Plus proche d’une gauche traditionnelle, son aînée quinqua Rabia invoque les mânes de 1789 et du Front populaire. « Faut qu’on leur dise “ce sont vos combats historiques et nous on est dedans”. Mon père, on est allé le chercher pour bosser dans les mines du Pas-de-Calais. On fait partie de leur histoire. Il faut les ramener à leurs propres contradictions. » L’envolée traduit une hésitation : qui sont les Français, « eux » ou « nous » ? Nombre d’intervenants accablent une élite parasitaire qui détournerait l’attention sur le voile et les musulmans « boucs émissaires comme l’étaient les juifs », afin de grignoter nos acquis sociaux. Ici et là, on devine un malaise identitaire, que la véhémente Samia formule avec un fort accent camarguais : « Je suis marocaine née à Lunel, donc je suis française d’origine marocaine. En fait, notre pays, c’est la mer. » La salle s’esclaffe. Muet, je songe au récit de Magyd Cherfi, Ma part de Gaulois. Le chanteur de Zebda y raconte sa jeunesse en cité toulousaine au tournant des années 1970. En plein porte-à-faux identitaire, ce fils de modestes immigrés kabyles s’attirait les quolibets de ses voisins (« français ! », « pédé ! ») par son amour des lettres. L’un de ses amis, beur militant LCR, se faisait également montrer du doigt pour délit d’assimilation. Quarante ans plus tard, la nouvelle gauche recycle la mélasse indigéniste où peuvent barboter à loisir tous ceux qui refusent haut et clair de se fondre dans le creuset français.

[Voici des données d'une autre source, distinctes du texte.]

PR #807, opened 2022-07-27
Add docs about setting up MQTT broker for K8s/Docker

hardillb:
also add notes about running broker in docker for localfs


docs/install/docker/README.md
```diff
@@ -61,6 +61,39 @@ You also need to update the `VIRTUAL_HOST` entry in the `docker-compose.yml` fil
 
 For more details on the options available, see the [configuration guide](../configuration.md).
 
+### MQTT Broker
+
+FlowForge includes a MQTT broker to allow projects/devices to comunicate with core platform. This will be enabled by default, 
+you can dissable it by commenting out the following lines in the `docker-compose.yml` file
```
knolleary, line 67: Do we really want to spell out how to disable it?

The localfs instructions say it is optional as an eass-of-use thing for quickly trying out the platform. I'm not sure we want to encourage disabling it in the other environments.

docs/install/local/README.md
```diff
@@ -118,7 +118,43 @@ Once installed, you will need to build and install the authentication plugin.
...
+    You will need to customise the values to match your local configuration:
+     - `auth_opt_http_host` value to match the IP address of either the docker0 interface or the external IP address of the host machine
+     - `auth_opt_http_port` if you have changed the port the forge platform is running on
+
+3. Start the container with the following command
+    ```
+    docker run -d -v /full/path/to/mosquitto.conf:/etc/mosquitto/mosquitto.conf -p 1883:1883 -p 1884:1884 -n flowforge-broker iegomez/mosquitto-go-auth
+    ```
+
+    This will map the `1883`/`1884` ports to the host machine so they can be accessed by the
```
knolleary, line 156: Incomplete sentence....

```suggestion
    This will map the `1883`/`1884` ports to the host machine so they can be accessed outside of the container. If you already have an MQTT broker running on port 1883, then you'll need to modify the `-p` options to use a different set of ports. For example: `-p 9883:1883 -p 9884:1884`.
```

docs/install/docker/README.md
hardillb: OK, just wanted to be clear that it's optional

knolleary (approved):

Cependant, si Samia, ex-gendarmette, agonit la République de reproches, elle n’épargne pas son autre patrie. « Quand je vois Mohamed VI donner de l’argent pour des fêtes juives… La France ne donne pas un centime pour les fêtes de l’Aïd. Ils mangent nos gâteaux, mais ils ne nous aident pas ! » Éclat de rire général. Eux et nous, le retour. Entre autres récriminations, Samia se plaint de ne jamais avoir obtenu de logement social à Lunel, contrairement aux « Espagnols et Italiens venus d’autres pays ». La préférence nationale, vite ! Sa conclusion en glacerait plus d’un : « Les attentats en France, c’est téléguidé. Des petits faibles qu’on drogue et qu’on endoctrine pour aller taper le Bataclan. C’est que du fake ! » Un ange passe. Après le lamento d’un quadra jadis « contrôlé par la police quatre ou cinq fois par jour », Pauline, 19 ans, bafouille : « Les Français, ça les effraie la différence. » En fin de soirée, la mère de Pauline me raconte la conversion de sa fille à l’islam par le biais d’amis musulmans. Inquiets, ses athées de parents ne savaient quoi en penser. L’imam de Lunel les a rassurés. Apparemment épanouie, Pauline n’a pas renoncé aux vêtements moulants. Pourvu que ça dure.